L’intervention de la Belgique, interpellée par des présumées victimes de nationalité belge, secoue de nouveau l’affaire. Après plusieurs années d’enquête, en 2005, en vertu de la fameuse et critiquée loi de compétence universelle, la Belgique lance contre Habré mandat d’arrêt international, suivi d’une demande d’extradition. Le Sénégal renvoie alors la balle dans le camp de l’Union Africaine qui, à son tour, s’octroie six mois de réflexion sur le cas Habré, retardant ainsi sa mise en accusation. 

habre-manifestationLasses de cette attente, les associations de victimes dénoncent le Sénégal auprès du Comité des Nations Unies contre la Torture.
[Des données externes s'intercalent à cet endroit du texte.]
PR #143, opened 2023-11-16
remove holding text

mikeAdamss:
Just getting rid of the holding text fields so Rhys has something representative to work with.

This is **not** final (not my bag) that will go over the data teams for finessing, this is just a "more representative holding data so we can build things" PR, i.e dont worry if Mikes descriptions are dodgy, that's fine, its better than a TODO.

Also added the coverage file to the gitignore so it'll go away.


Moasib-Arif (approved):
LGTM

PR #145, opened 2023-11-17
70 get versions

MuazzamChaud:
Added get_versions() and the test_oxigraph_versions.py should pass. Also added a change in get_version(), to change some instances of version_graph["issued"] from a List[str], to the right str value from said List[str].


src/store/metadata/oxigraph/store.py
```diff
@@ -252,6 +284,16 @@ def get_version(
         version_graph["table_schema"]["columns"] = columns_graph
         del version_graph["table_schema"]["@id"]
 
+        # if version_graph["issued"] is a list that contains ["2023-11-06T12:25:28", "2023-11-06T12:25:28+00:00"],
```
mikeAdamss, line 287: So some good figuring out here but I suspect this is a data error that has since been corrected (or its a data error local to your machine). If ever you hit unexpected data like this locally check the data on https://staging.idpd.uk/sparql and see if your local graph differs.

To clear our you local data:

- docker-compose down
- delete the `.data` folder

Either way we shouldn't be correcting incorrect data, making sure its correct is someone else's job.

At most check that this is a string as expected, if its _not_ then log an error so we know about it and return None.

src/store/metadata/oxigraph/store.py
```diff
@@ -219,6 +220,37 @@ def get_versions(
...
+        data = jsonld.flatten(
+            data, {"@context": constants.CONTEXT, "@type": "hydra:Collection"}
+        )
+        versions_graph = _get_single_graph_for_field(data, "@type")
+        if versions_graph is None:
+            return None
+
+        # TODO Fix context weirdness - at the moment, the flatten() method is changing @type to `versions_url` and `editions` to `versions`
+        versions_graph["@type"] = "hydra:Collection"
+        versions_graph["versions"] = versions_graph.pop("versions")
```
mikeAdamss, line 245: this isn't doing anything, we're effectively renaming "versions" to "versions".

the code you were basing this off has an issue where flatten was naming the "editions" fields as "versions" which doesnt apply here - you can remove the TODO for the same reason.

tests/store/metadata/oxigraph/test_oxigraph_versions.py
```diff
@@ -0,0 +1,30 @@
...
+    store = OxigraphMetadataStore()
+
+    versions = store.get_versions("4gc", "2023-09")
+    versions_schema = schemas.Versions(**versions)
+    assert versions_schema.context == "https://staging.idpd.uk/ns#"
+    assert versions_schema.id == "https://staging.idpd.uk/datasets/4gc/editions/2023-09/versions"
+    assert versions_schema.type == "hydra:Collection"
+    assert versions_schema.title == "4G Coverage"
+    assert len(versions_schema.versions) > 0
+    assert versions_schema.count == 1
```
mikeAdamss, line 24: best not check this, the tests will start failing if someone adds a version 2. You could assert it matches len(versions_schema.versions) if you like.

mikeAdamss (changes requested):
well done, minor comments only

src/store/metadata/oxigraph/store.py
mikeAdamss: Just clicked this is what @SarahJohnsonONS was telling me about earlier, worth checking in with her and seeing if this is corrected on the data side.

src/schemas.py
```diff
@@ -183,7 +183,7 @@ class Version(BaseModel):
     type: List[str] = Field(alias="@type")
     id: str = Field(alias="@id")
     identifier: str
-    issued: str = Field(
+    issued: Optional[str] = Field(
```
mikeAdamss, line 186: You don't need the optional, its either correct or we dont return it at all.

src/store/metadata/oxigraph/store.py
```diff
@@ -260,6 +263,36 @@ def get_versions(self, dataset_id: str, edition_id: str) -> Optional[Dict]:
...
+        # Use a context file to shape our jsonld, removing long form references
+        data = jsonld.flatten(
+            data, {"@context": constants.CONTEXT, "@type": "hydra:Collection"}
+        )
+        versions_graph = _get_single_graph_for_field(data, "@type")
+        if versions_graph is None:
+            return None
+
+        versions_graph["@type"] = "hydra:Collection"
+        # versions_graph["versions"] = versions_graph.pop("versions")
```
mikeAdamss, line 287: you can delete this commented out line

src/store/metadata/oxigraph/store.py
```diff
@@ -306,6 +339,11 @@ def get_version(
             del column["@id"]
         version_graph["table_schema"]["columns"] = columns_graph
         del version_graph["table_schema"]["@id"]
+
+        if type(version_graph["issued"]) != str:
```
mikeAdamss, line 343: you can remove this check and logging, made sense at the time but we've had some issues with data so we're going to push the data validation upstream so its always right when it gets to us, since its right it'll have exactly one issued date.

mikeAdamss (dismissed):
other than a minor comment or two this is completely fine 😄 

if you're still having issues locally then its your local data, try running it with `export GRAPH_DB_URL=https://staging.idpd.uk/sparql` rather than a local oxigraph.

your local oxigraph will cache data so I _suspect_ the duplicate issues were coming from  that rather than anything real, if in doubt (a) docker-compose down then (b) delete the /data folder in your local repo (c). spin it back up and `make populate`.

I'll add a task to make that idempotent as this is not the first time this sort of thing has happened.

NickPapONS (approved):
Looks alright to me, happy the requested changes have been made.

L’instance reconnait qu’en refusant de poursuivre ou d’extrader Habré, le Sénégal ne respecte pas ses engagements relatifs à la Convention contre la torture dont elle est partie. Le Comité demande aux autorités sénégalaises de prendre rapidement une décision. En juillet 2006, l’Union Africaine donne mandat au Sénégal de poursuivre d’ex dictateur « au nom de l’Afrique ». Contraint, Wade accepte, non sans amertume, de juger Habré. Le gouvernement du premier ministre Macky Sall entreprend alors une série de réformes constitutionnelles et législatives pour permettre au a la justice sénégalaise de pouvoir juger l’ex président tchadien. 
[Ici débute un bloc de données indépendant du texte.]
PR #198, opened 2020-10-11
Migrate from Polly-Signed  to Polly

### LINKED ISSUE #195: Migrate from `Polly-Signed` 📦 to `Polly` 📦
I'm using the Arcus.KeyVaultSecretProvider in a program that is running as a container in an Azure Container Instance.   This program uses Polly for retrying operations that have failed.

When my program starts, the container almost immediately stops.   The logs of the container contain this error message:

image

As it turns out, my program is using Polly 7.2.1 whereas the Arcus KeyVaultSecretProvider is using a package called `Polly-Signed` 5.9.0 which is build for .NET Standard 1.1 / .NET Framework 4.5 and dates back to April 2018.

I've now resolved the issue by also using this Polly-Signed package, so my container is now starting but I'm wondering if KeyVaultSecretProvider should also target the regular 'Polly' package ?  I'm also wondering how we can avoid such dependency conflicts in Arcus.

tomkerkhove:
Signed-off-by: Tom Kerkhove <kerkhove.tom@gmail.com>

Closes #195

### DIFF
--- a/src/Arcus.Security.Providers.AzureKeyVault/Arcus.Security.Providers.AzureKeyVault.csproj
+++ b/src/Arcus.Security.Providers.AzureKeyVault/Arcus.Security.Providers.AzureKeyVault.csproj
@@ -26,7 +26,7 @@
     <PackageReference Include="Microsoft.Azure.Services.AppAuthentication" Version="1.0.3" />
     <PackageReference Include="Microsoft.IdentityModel.Clients.ActiveDirectory" Version="4.4.2" />
     <PackageReference Include="Microsoft.Extensions.Configuration" Version="3.1.8" />
-    <PackageReference Include="Polly-Signed" Version="5.9.0" />
+    <PackageReference Include="Polly" Version="7.2.1" />
   </ItemGroup>
 
   <ItemGroup>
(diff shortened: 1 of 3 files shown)


src/Arcus.Security.Providers.AzureKeyVault/Arcus.Security.Providers.AzureKeyVault.csproj
```diff
@@ -26,7 +26,7 @@
     <PackageReference Include="Microsoft.Azure.Services.AppAuthentication" Version="1.0.3" />
     <PackageReference Include="Microsoft.IdentityModel.Clients.ActiveDirectory" Version="4.4.2" />
     <PackageReference Include="Microsoft.Extensions.Configuration" Version="3.1.8" />
-    <PackageReference Include="Polly-Signed" Version="5.9.0" />
+    <PackageReference Include="Polly" Version="7.2.1" />
```
fgheysels, line 29: Just wondering if we should specify the version explicitly, or do something like `7.*` ?

fgheysels (approved):

stijnmoreels (approved):

src/Arcus.Security.Providers.AzureKeyVault/Arcus.Security.Providers.AzureKeyVault.csproj
tomkerkhove: NuGet will allow for >7.2.1 but I presume you want this because you are on a lower version?

fgheysels: No, I'm not at a lower version.  
So, then it is fine for me I guess.

PR #201, opened 2020-10-19
Increase version of Microsoft.Azure.Services.AppAuthentication

### LINKED ISSUE #196: Using User assigned identity for KeyVault authentication requires newer version (>=1.4) of Microsoft.Azure.Services.AppAuthentication package
**Describe the bug**
When using a User Assigned Identity in an App Service for authenticating with KeyVault and retrieving a secret we get a KeyNotFoundException. Installing version 1.6.0 of Microsoft.Azure.Services.AppAuthentication resolved the issue.

**To Reproduce**

- Create an App Service
- Assign a user assigned identity which has secret get and list permissions on the KeyVault
- Setup Arcus with the KeyVault provider with connectionstring `RunAs=App;AppId={clientId of user assigned identity}`
- Use the ISecretprovider to retrieve a secret from the KeyVault
- The exception is thrown with message `(The secret <SecretName>was not found.) The secret <SecretName> was not found. None of the configured secret providers contains the requested secret`

**Expected behavior**
The app can access the secret

**Additional context**
Versions used
 - Arcus.Security.Providers.AzureKeyVault 1.3.0
 - Arcus.Security.Secrets.Core 0.4.0

After using a preview version with logging enabled I got the following error: `Unhandled exception. System.ArgumentException: Connection string RunAs=App;AppId={client id ellided} is not valid. Must contain 'TenantId' attribute and it must not be empty.`

I've found the following thread on StackOverflow describing the same issue: https://stackoverflow.com/questions/63608985/azure-app-service-with-user-assigned-managed-identity-crashes-application
The accepted answer suggests installing a newer version (>= 1.4) of the Microsoft.Azure.Services.AppAuthentication package. Installing 1.6.0 did indeed resolve the issue.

Cette avancée sur le plan du droit est toutefois relativisée par une stagnation sur le plan du financement du procès. Alors que l’Assemblée nationale du Sénégal vote une loi permettant la création d’un tribunal apte à juger Habré, il est décidé qu’aucune démarche ne sera entreprise tant que l’aide financière requise ne sera pas reçue.

Le volontarisme des nouvelles autorités sénégalaises

La chronologie de ce « feuilleton juridico-politique » met l’accent sur quelques maux de la justice en Afrique. Elle a une difficulté à conserver son impartialité et son indépendance face à une politique plus qu’intrusive, qui n’hésite pas à aller en l’encontre de la Constitution et des engagements internationaux.

Et dans cette affaire, l’on s’aperçoit que les présumées victimes sont souvent oubliées. C’est à croire que dans ce méli-mélo, l’on a oublié qu’il s’agissait d’accusations de crimes de guerre, de crimes contre l’humanité et d’actes de torture dont les preuves et les témoins ne pouvaient pas se permettre autant de délais. Inutile de préciser que certains accusateurs ne verront jamais les réparations qui leur sont dues le cas échéant. Le procès, dont le caractère juste et impartial a été annoncé pourrait pourtant être influencé par sa dimension temporelle. Pendant les différentes phases de sa préparation interminable, l’on a peut-être laissé à Habré la meilleure chance de s’en sortir : la vieillesse. 

L’affaire Habré dépeint l’avancée à double vitesse de la justice en Afrique subsaharienne. D’un côté, il existe une volonté de respecter les engagements auprès des institutions internationales. L’Union Africaine n’a cessé d’insister sur l’importance de juger Habré en Afrique. De l’autre, il y a ces hommes politiques qui feignent d’avoir saisi l’importance pour l’Afrique d’écrire son propre chapitre dans le droit international, mais continue à protéger ses homologues à n’importe quel prix. Si Wade lui-même semblait s’accorder avec l’UA concernant le fait que le jugement ne pouvait se passer ailleurs que sur le continent, sa négligence sur le dossier a alimenté les soupçons de la confusion entre immunité et impunité.

L’arrivée de Macky Sall a changé la donne. En moins d’un an, le nouveau président sénégalais, appuyé par l’efficacité de sa ministre de la justice, a fait bien plus que son prédécesseur en deux mandats. Coïncidence ? Non. L’affaire Habré sous Macky Sall prend un tournant logique : celui au cours duquel plusieurs leçons semblent enfin avoir été tirées après vingt-deux années d’attentisme et de mauvaise volonté. Entre autres, on saisit enfin l’urgence de clore un dossier qui traine depuis deux décennies. Mieux, les partisans d’Habré encore présents aujourd’hui encore dans l’administration sénégalaise ont perdu leur influence sur les décisions et n’ont pas osé intervenir.

Rien ne sert cependant de crier victoire à l’approche du procès. Nous ne sommes, vingt-deux ans après, qu’au commencement des choses.